No evidence for Archean eclogite-facies metamorphism.

Ning et al. (1) report Archean eclogite-facies metamorphic conditions (792 °C to 890 °C, 19.8 kbar to 24.5 kbar) whereby they argue that deep subduction and thus modern-style plate tectonics have operated since at least the Late Archean. However, the conclusion is compromised by flawed geobarometric estimates and petrography that is inconsistent with eclogite-facies metamorphism.

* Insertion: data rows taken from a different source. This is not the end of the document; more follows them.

PR #2415, opened 2025-02-17
Runtime field docs - WIP

### LINKED ISSUE #1229: Add support for runtime fields

mrodm:
Closes #1229 

This PR updates the generation of fields documentation to include the runtime flag in the corresponding field definitions.

### DIFF
--- a/internal/docs/exported_fields.go
+++ b/internal/docs/exported_fields.go
@@ -18,6 +18,7 @@ type fieldsTableRecord struct {
 	aType       string
 	unit        string
 	metricType  string
+	runtime     bool
 }
 
 var escaper = strings.NewReplacer("*", "\\*", "{", "\\{", "}", "\\}", "<", "\\<", ">", "\\>")
@@ -74,10 +75,14 @@ func renderFieldsTable(builder *strings.Builder, collected []fieldsTableRecord) 
 	builder.WriteString("\n")
 	for _, c := range collected {
 		description := strings.TrimSpace(strings.ReplaceAll(c.description, "\n", " "))
+		fieldType := c.aType
+		if c.runtime {
+			fieldType = fmt.Sprintf("%s (runtime)", c.aType)
+		}
 		builder.WriteString(fmt.Sprintf("| %s | %s | %s |",
 			escaper.Replace(c.name),
 			escaper.Replace(description),
-			c.aType))
+			fieldType))
 		if unitsPresent {
 			builder.WriteString(fmt.Sprintf(" %s |", c.unit))
 		}
@@ -117,7 +122,7 @@ func collectFieldsFromDefinitions(validator *fields.Validator) []fieldsTableReco
 }
 
 func visitFields(namePrefix string, f fields.FieldDefinition, records []fieldsTableRecord) []fieldsTableRecord {
-	var name = namePrefix
+	name := namePrefix
 	if namePrefix != "" {
 		name += "."
 	}
@@ -130,6 +135,7 @@ func visitFields(namePrefix string, f fields.FieldDefinition, records []fieldsTa
 			aType:       f.Type,
 			unit:        f.Unit,
 			metricType:  f.MetricType,
+			runtime:     f.Runtime.IsEnabled(),
 		})
 
 		for _, multiField := range f.MultiFields {
--- a/internal/docs/exported_fields.go
+++ b/internal/docs/exported_fields.go
@@ -79,15 +79,15 @@ func renderFieldsTable(builder *strings.Builder, collected []fieldsTableRecord) 
 		if c.runtime {
 			fieldType = fmt.Sprintf("%s (runtime)", c.aType)
 		}
-		builder.WriteString(fmt.Sprintf("| %s | %s | %s |",
+		fmt.Fprintf(builder, "| %s | %s | %s |",
 			escaper.Replace(c.name),
 			escaper.Replace(description),
-			fieldType))
+			fieldType)
 		if unitsPresent {
-			builder.WriteString(fmt.Sprintf(" %s |", c.unit))
+			fmt.Fprintf(builder, " %s |", c.unit)
 		}
 		if metricTypesPresent {
-			builder.WriteString(fmt.Sprintf(" %s |", c.metricType))
+			fmt.Fprintf(builder, " %s |", c.metricType)
 		}
 		builder.WriteString("\n")
 	}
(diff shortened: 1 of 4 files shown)


internal/fields/model.go
```diff
@@ -44,82 +43,6 @@ type ReusableConfig struct {
 	TopLevel bool `yaml:"top_level"`
 }
 
-func (orig *FieldDefinition) Update(fd FieldDefinition) {
```
mrodm, line 47: I didn't find any usages of this `Update` function around the code.

It looks like that it was removed in this PR: https://github.com/elastic/elastic-package/pull/1335/files#diff-77cc155ee037ac620b1e188302f60fdf736637a25e5021e76dbad83594edd09cL133

internal/docs/exported_fields.go
```diff
@@ -74,15 +75,19 @@ func renderFieldsTable(builder *strings.Builder, collected []fieldsTableRecord)
...
+			builder.WriteString(" (runtime)")
+		}
+		builder.WriteString(" |")
 		if unitsPresent {
-			builder.WriteString(fmt.Sprintf(" %s |", c.unit))
+			fmt.Fprintf(builder, " %s |", c.unit)
 		}
 		if metricTypesPresent {
-			builder.WriteString(fmt.Sprintf(" %s |", c.metricType))
+			fmt.Fprintf(builder, " %s |", c.metricType)
```
mrodm, line 90: Update how this string is built by using fmt.Fprintf. Suggested by this static check QF1012 https://staticcheck.dev/docs/checks/#QF1012

internal/fields/model_test.go
mrodm, line 1: Removed test (file) related to the `Update` function.

mrodm:
In this PR, it is implemented that the runtime flag is added next to the type of the field:
```markdown
| day_of_week | Day of week. | keyword (runtime) |  |  |
| labels.\* |  | keyword (runtime) |  |  |
| package_registry.day_of_week | Other day of week. | keyword (runtime) |  |  |
| package_registry.day_of_week2 | Day of week 2. | keyword (runtime) |  |  |
| package_registry.labels.version | Elastic Package Registry version. | keyword (runtime) |  |  |
```

Another option would be to set the runtime flag in the first column (field name). It could be like this:
```markdown
| day_of_week (runtime) | Day of week. | keyword |  |  |
| labels.\* (runtime) |  | keyword|  |  |
| package_registry.day_of_week (runtime) | Other day of week. | keyword |  |  |
| package_registry.day_of_week2 (runtime) | Day of week 2. | keyword |  |  |
| package_registry.labels.version (runtime) | Elastic Package Registry version. | keyword |  |  |
```

Which of the two ways do you think shows better the runtime fields to the user?

jsoriano:
> Which of the two ways do you think shows better the runtime fields to the user?

I think it would be better in the type? :thinking: But not a strong opinion, as you prefer.

internal/docs/exported_fields.go
```diff
@@ -74,10 +75,14 @@ func renderFieldsTable(builder *strings.Builder, collected []fieldsTableRecord)
...
 		description := strings.TrimSpace(strings.ReplaceAll(c.description, "\n", " "))
-		builder.WriteString(fmt.Sprintf("| %s | %s | %s |",
+		builder.WriteString(fmt.Sprintf("| %s | %s | %s",
 			escaper.Replace(c.name),
 			escaper.Replace(description),
 			c.aType))
+		if c.runtime {
+			builder.WriteString(" (runtime)")
+		}
+		builder.WriteString(" |")
```
jsoriano, line 85: Nit. To keep this formatted string simpler maybe we can build the type before.
```
		fieldType := c.aType
		if c.runtime {
			fieldType += " (runtime)"
		}
		builder.WriteString(fmt.Sprintf("| %s | %s | %s |",
			escaper.Replace(c.name),
			escaper.Replace(description),
			fieldType))
```

internal/fields/model.go
jsoriano: Interesting, this used to be neccesary :thinking: But good if we don't need it anymore.

internal/fields/runtime_field.go
```diff
@@ -0,0 +1,56 @@
+// Copyright Elasticsearch B.V. and/or licensed to Elasticsearch B.V. under one
```
jsoriano, line 1: Nit. Avoid using underscores in Go files.

jsoriano (approved):
Looks good, but can this break current integrations builds? Or there is no package using `runtime`?

internal/fields/runtime_field.go
mrodm: I've updated this file and I took the advantage of renaming `dynamic_template.go` and `exception_fields.go` files too

mrodm: Changes done in https://github.com/elastic/elastic-package/pull/2415/commits/37f613c84cede484c8298d992066043372ab7b64

internal/fields/model.go
mrodm: At least, that function is not called anymore...

mrodm:
test integrations

mrodm:
> * Just to be sure, triggered a new integrations PR to test all packages: [Test elastic-package#2415 - DO NOT MERGE integrations#12824](https://github.com/elastic/integrations/pull/12824)

Packages failing in that PR are the expected ones related to validation based on mappings:
https://buildkite.com/elastic/integrations/builds/22461

jsoriano (approved):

Firstly, their rock samples do not meet the requirements of the two conventional geobarometers (2, 3) the authors use to calculate the peak metamorphic pressures. The garnet clinopyroxene (Grt-Cpx) geobarometer (2), based on the model reaction of Grossular + Pyrope = Diopside + CaTs (Fig. 1), was calibrated at high temperatures (1,200 °C to 1,550 °C; Fig. 1), and was designed for mantle eclogites (2). The tetrahedral aluminum (Aliv) contents of Cpx in Ning et al. (1), given the analytical uncertainties, are indistinguishable from zero (<0.05) and are far outside of the calibration range of the geobarometer, since metamorphic temperatures are <1,200 °C (Fig. 1). To illustrate the consequences, we apply the geobarometer to published metamorphic studies. This geobarometer overestimates pressure by at least 7 kbar to 11 kbar for low Aliv (<0.05) metamorphic Cpx identical to that in Ning et al.’s peak pressure calculation (Fig. 1). The other rare earth element (REE)-in-Grt-Cpx geobarometer (3) requires high garnet Mg# (Mg/(Fe2+ + Mg) > 0.4 in molar ratio)—a threshold none of their samples meet. To illustrate the consequences, this geobarometer yields systematically overestimated pressures for published samples with garnet Mg# < 0.4 (Fig. 1).

Fig. 1.

(A) Model reaction of 2/3 Grs + 1/3 Prp = Di + CaTs for the Grt-Cpx geobarometer (2) (after ref. 5). (B) Comparison between experimental calibration range of the Grt-Cpx geobarometer (2) and Aliv contents of metamorphic Cpx in Ning et al. (1) (after ref. 2). (C) Validity test of the Grt-Cpx geobarometer (2) applied to published metamorphic rocks (6–8). (D) Validity test of the REE-in-Grt-Cpx geobarometer (3) applied to samples with low Mg# (<0.4) garnet (7, 9).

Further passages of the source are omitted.